The vitamin dictionary
What: Although this fat soluble vitamin is essential for good vision, it also plays an important role in the strengthening of the immune system by providing a barrier against infections of the skin, lungs and mouth. Genes involved in immune responses are regulated by vitamin A, which means it is essential for fighting the flu.
Where: Vitamin A is most commonly found in foods that come from animals like milk products and eggs – tuna is also a good source. But don’t worry if you’re a vegan or vegetarian, you can still get your dose of Vitamin A through Beta – carotene (plants) which can be found in carrots, spinach, paprika, pumpkin and apricots.
Our tip: If you’re stuck for sources of this stuff, remember that yellow, orange and red fruits and vegetables are always a good choice to keep your Vitamin A levels high.
Vitamin B (B6, B12, Folic acid)
What: Vitamin B is a water-soluble vitamin, necessary for cell division and cell regeneration. The immune system depends on this vitamin to form enough immune cells to ward off illnesses. Ensuring you have a sufficient supply will protect you against most infections that could potentially keep you from the training ground.

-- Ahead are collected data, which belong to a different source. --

PR #7272, opened 2019-05-14
Handle optional dependencies alongside resolutions

### LINKED ISSUE #6040: Bug: "resolutions" trumps `--ignore-optional`

*bug*

Currently, when there are resolutions defined, `--ignore-optional` is ignored and the optional dependencies are installed anyway.

You can test it with a simple package.json:
```json
{
  "name": "test-optional",
  "version": "1.0.0",
  "main": "index.js",
  "license": "MIT",
  "optionalDependencies": {
    "fsevents": "^1.0.0"
  },
  "resolutions": {
    "fsevents": "^1.2.4"
  }
}
```
on `yarn install --ignore-optional` the above will lead to fsevents being installed nonetheless.

On Linux (Ubuntu Xenial) for example, this would fail the yarn install due to:
```
error fsevents@1.2.4: The platform "linux" is incompatible with this module.
```

`yarn install --ignore-optional` works as expected with:
```json
{
  "name": "test-optional",
  "version": "1.0.0",
  "main": "index.js",
  "license": "MIT",
  "optionalDependencies": {
    "fsevents": "^1.0.0"
  }
}
```
and does not install `fsevents`.

No optional dependencies to be installed with `--ignore-optional`, no matter whether they are mentioned in `resolutions` or not.

yarn 1.7.0
Node 10.5.0
OSX High Sierra and Debian Xenial

olingern:
**Summary**
Read my comment [here](https://github.com/yarnpkg/yarn/issues/6040#issuecomment-492184689) for a summary of why and how I arrived at this.

Fixes #6040

I would consider this a WIP / draft since I will need to tackle tests and verify workspaces + resolutions are still intact.

TODOS:
- [ ] Get feedback. Does this make sense?
- [ ] Add tests for this case ( optional dependency / resolved )
- [ ] Add to changelog

**Test plan**

See ^ todos :-)


src/cli/commands/install.js
```diff
@@ -283,13 +284,6 @@ export class Install {
       Object.assign(this.resolutions, projectManifestJson.resolutions);
       Object.assign(manifest, projectManifestJson);
 
-      this.resolutionMap.init(this.resolutions);
```
olingern: This is moved to after `pushDeps` is so that we know what dependencies to not add

src/cli/commands/install.js
```diff
@@ -202,6 +202,7 @@ export class Install {
     this.integrityChecker = new InstallationIntegrityChecker(config);
     this.linker = new PackageLinker(config, this.resolver);
     this.scripts = new PackageInstallScripts(config, this.resolver, this.flags.force);
+    this.depMap = new Map(); // Keep track of dependencies for access by key
```
olingern: Probably not a good name. Didn't see the other local `depMap` until re-reading during lint fixes.

src/cli/commands/install.js
```diff
@@ -306,6 +301,9 @@ export class Install {
           return;
         }
         const depMap = manifest[depType];
+        const workspaceName = manifest.name;
```
olingern: Done to pass linter line length below

olingern:
Closing in favor of #7273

Where: Vitamin B6 can be found in whole grain products like oats as well as meat, fish and green vegetables. Folic acid is included in green leafy vegetables, meat, cheese, milk, tomatoes and fruits. And last but not least, B12 can be found also in meat, fish and milk products.
What: It’s got a name for itself as the wonder weapon against the cold. But is this actually true? We hate to break it to you but the common belief that Vitamin C can magically cure a cold is not fully supported by science. The good news is that it can stave off colds. In order to really benefit from vitamin C you have to consume it regularly – every day – instead of only when you begin to feel a cold coming on. Vitamin C also plays an important role when it comes to the healing process of skin, scar tissue, tendons, ligaments and blood vessels. So if you’ve recently had surgery, vitamin C will help replace connective tissue, heal your wound and get you back on the training ground fighting fit in no time.
Where: Fresh fruits and vegetables like paprika, citrus fruits, broccoli, berries, cabbage and potatoes are all great sources of Vitamin C – total coincidence that they all taste great too?
What: The main task of Vitamin D is the regulation of the mineral balance. But that’s not all: it also helps our immune cells to recover faster from a cold.
Where: Unfortunately finding foods that supply us with enough Vitamin D isn’t easy. Instead, it comes from natural sunlight and is absorbed by our body through our skin. That’s why even when temperatures drop in winter, it’s important you try to catch the sunlight either in the morning on the training ground, during your coffee break or weekend run.
Our tip: If the sun is hiding all day or you don’t get the opportunity to see it whilst it’s out, you should try to take Vitamin D supplements 800 IU.
What: Iron is essential for the transport and the storage of oxygen. Without it, the metabolism as well as the immune system, are not able to work properly. This means the infection susceptibility increases. Another point many people are not familiar with is that Iron from animal products can be better utilized by your body than iron from plants. Still, it’s important to get your iron from any source you can stomach.
Where: Good sources of iron are meat, fish, potatoes, beans, tofu and whole grain products.
What: There’s more than one reason your immune system relies heavily on Zinc to help you to prevent against a cold. Cold viruses usually gain entry into the blood via the thin linings of the nostrils. Interestingly, Zinc coats these viruses and makes them too big for the tiny holes in the linings of the smooth muscle. Studies have also proven that Zinc can reduce the duration and severity of a cold within the first 24 hours of you feeling any symptoms.
Where: Zinc can be found in meat, fish, seafood and nuts.